## Collected data entries
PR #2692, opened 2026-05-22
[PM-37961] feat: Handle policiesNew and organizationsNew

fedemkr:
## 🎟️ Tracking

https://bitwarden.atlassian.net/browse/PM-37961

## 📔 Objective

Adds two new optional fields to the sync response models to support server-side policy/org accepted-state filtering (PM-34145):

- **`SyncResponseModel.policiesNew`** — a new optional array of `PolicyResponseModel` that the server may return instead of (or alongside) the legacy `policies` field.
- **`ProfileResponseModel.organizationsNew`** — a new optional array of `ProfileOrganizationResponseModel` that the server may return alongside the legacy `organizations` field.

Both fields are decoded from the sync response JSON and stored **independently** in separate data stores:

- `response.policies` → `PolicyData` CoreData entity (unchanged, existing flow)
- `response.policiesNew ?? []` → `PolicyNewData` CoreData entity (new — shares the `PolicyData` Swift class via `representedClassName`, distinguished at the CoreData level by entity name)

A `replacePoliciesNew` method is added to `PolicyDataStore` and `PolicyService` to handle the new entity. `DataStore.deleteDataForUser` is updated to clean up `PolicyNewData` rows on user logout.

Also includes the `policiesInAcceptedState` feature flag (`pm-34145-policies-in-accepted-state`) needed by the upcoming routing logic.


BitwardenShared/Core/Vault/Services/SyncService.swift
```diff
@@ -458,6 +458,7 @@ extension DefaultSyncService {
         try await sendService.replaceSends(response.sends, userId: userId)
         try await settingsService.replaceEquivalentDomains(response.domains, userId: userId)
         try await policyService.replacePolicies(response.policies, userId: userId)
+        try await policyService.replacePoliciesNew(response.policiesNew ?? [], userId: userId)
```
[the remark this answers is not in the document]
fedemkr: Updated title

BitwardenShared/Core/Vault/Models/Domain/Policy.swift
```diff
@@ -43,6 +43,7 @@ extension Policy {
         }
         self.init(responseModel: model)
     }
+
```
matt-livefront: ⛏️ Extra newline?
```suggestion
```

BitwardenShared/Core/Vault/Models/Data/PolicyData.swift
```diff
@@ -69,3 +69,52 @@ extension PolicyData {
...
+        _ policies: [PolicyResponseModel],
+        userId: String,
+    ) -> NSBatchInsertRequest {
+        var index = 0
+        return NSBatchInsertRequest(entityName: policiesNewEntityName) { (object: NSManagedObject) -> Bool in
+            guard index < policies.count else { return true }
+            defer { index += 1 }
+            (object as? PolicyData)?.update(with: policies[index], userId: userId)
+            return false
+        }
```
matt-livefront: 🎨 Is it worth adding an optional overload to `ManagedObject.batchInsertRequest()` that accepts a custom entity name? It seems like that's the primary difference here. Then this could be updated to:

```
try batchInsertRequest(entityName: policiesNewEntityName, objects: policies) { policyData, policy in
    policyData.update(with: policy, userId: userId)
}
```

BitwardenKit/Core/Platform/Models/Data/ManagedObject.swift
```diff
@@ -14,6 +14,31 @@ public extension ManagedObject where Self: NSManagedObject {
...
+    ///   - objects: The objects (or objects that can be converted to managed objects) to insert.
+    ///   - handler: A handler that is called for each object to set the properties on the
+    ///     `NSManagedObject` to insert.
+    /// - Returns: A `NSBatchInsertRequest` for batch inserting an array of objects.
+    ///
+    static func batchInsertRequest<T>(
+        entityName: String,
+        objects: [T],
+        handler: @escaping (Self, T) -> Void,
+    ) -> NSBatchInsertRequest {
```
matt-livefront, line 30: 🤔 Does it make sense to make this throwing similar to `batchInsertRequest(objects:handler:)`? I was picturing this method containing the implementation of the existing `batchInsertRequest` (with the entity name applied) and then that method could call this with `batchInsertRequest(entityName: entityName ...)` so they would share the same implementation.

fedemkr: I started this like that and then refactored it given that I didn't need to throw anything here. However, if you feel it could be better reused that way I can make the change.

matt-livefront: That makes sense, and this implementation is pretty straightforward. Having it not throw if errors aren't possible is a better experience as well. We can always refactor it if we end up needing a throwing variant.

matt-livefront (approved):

## EXERCISE PROMPT
Line by line, repeat the data exactly.

## ANSWER SECTION
PR #2692, opened 2026-05-22
[PM-37961] feat: Handle policiesNew and organizationsNew

fedemkr:
## 🎟️ Tracking

https://bitwarden.atlassian.net/browse/PM-37961

## 📔 Objective

Adds two new optional fields to the sync response models to support server-side policy/org accepted-state filtering (PM-34145):

- **`SyncResponseModel.policiesNew`** — a new optional array of `PolicyResponseModel` that the server may return instead of (or alongside) the legacy `policies` field.
- **`ProfileResponseModel.organizationsNew`** — a new optional array of `ProfileOrganizationResponseModel` that the server may return alongside the legacy `organizations` field.

Both fields are decoded from the sync response JSON and stored **independently** in separate data stores:

- `response.policies` → `PolicyData` CoreData entity (unchanged, existing flow)
- `response.policiesNew ?? []` → `PolicyNewData` CoreData entity (new — shares the `PolicyData` Swift class via `representedClassName`, distinguished at the CoreData level by entity name)

A `replacePoliciesNew` method is added to `PolicyDataStore` and `PolicyService` to handle the new entity. `DataStore.deleteDataForUser` is updated to clean up `PolicyNewData` rows on user logout.

Also includes the `policiesInAcceptedState` feature flag (`pm-34145-policies-in-accepted-state`) needed by the upcoming routing logic.


BitwardenShared/Core/Vault/Services/SyncService.swift
```diff
@@ -458,6 +458,7 @@ extension DefaultSyncService {
         try await sendService.replaceSends(response.sends, userId: userId)
         try await settingsService.replaceEquivalentDomains(response.domains, userId: userId)
         try await policyService.replacePolicies(response.policies, userId: userId)
+        try await policyService.replacePoliciesNew(response.policiesNew ?? [], userId: userId)
```
[the remark this answers is not in the document]
fedemkr: Updated title

BitwardenShared/Core/Vault/Models/Domain/Policy.swift
```diff
@@ -43,6 +43,7 @@ extension Policy {
         }
         self.init(responseModel: model)
     }
+
```
matt-livefront: ⛏️ Extra newline?
```suggestion
```

BitwardenShared/Core/Vault/Models/Data/PolicyData.swift
```diff
@@ -69,3 +69,52 @@ extension PolicyData {
...
+        _ policies: [PolicyResponseModel],
+        userId: String,
+    ) -> NSBatchInsertRequest {
+        var index = 0
+        return NSBatchInsertRequest(entityName: policiesNewEntityName) { (object: NSManagedObject) -> Bool in
+            guard index < policies.count else { return true }
+            defer { index += 1 }
+            (object as? PolicyData)?.update(with: policies[index], userId: userId)
+            return false
+        }
```
matt-livefront: 🎨 Is it worth adding an optional overload to `ManagedObject.batchInsertRequest()` that accepts a custom entity name? It seems like that's the primary difference here. Then this could be updated to:

```
try batchInsertRequest(entityName: policiesNewEntityName, objects: policies) { policyData, policy in
    policyData.update(with: policy, userId: userId)
}
```

BitwardenKit/Core/Platform/Models/Data/ManagedObject.swift
```diff
@@ -14,6 +14,31 @@ public extension ManagedObject where Self: NSManagedObject {
...
+    ///   - objects: The objects (or objects that can be converted to managed objects) to insert.
+    ///   - handler: A handler that is called for each object to set the properties on the
+    ///     `NSManagedObject` to insert.
+    /// - Returns: A `NSBatchInsertRequest` for batch inserting an array of objects.
+    ///
+    static func batchInsertRequest<T>(
+        entityName: String,
+        objects: [T],
+        handler: @escaping (Self, T) -> Void,
+    ) -> NSBatchInsertRequest {
```
matt-livefront, line 30: 🤔 Does it make sense to make this throwing similar to `batchInsertRequest(objects:handler:)`? I was picturing this method containing the implementation of the existing `batchInsertRequest` (with the entity name applied) and then that method could call this with `batchInsertRequest(entityName: entityName ...)` so they would share the same implementation.

fedemkr: I started this like that and then refactored it given that I didn't need to throw anything here. However, if you feel it could be better reused that way I can make the change.

matt-livefront: That makes sense, and this implementation is pretty straightforward. Having it not throw if errors aren't possible is a better experience as well. We can always refactor it if we end up needing a throwing variant.

matt-livefront (approved):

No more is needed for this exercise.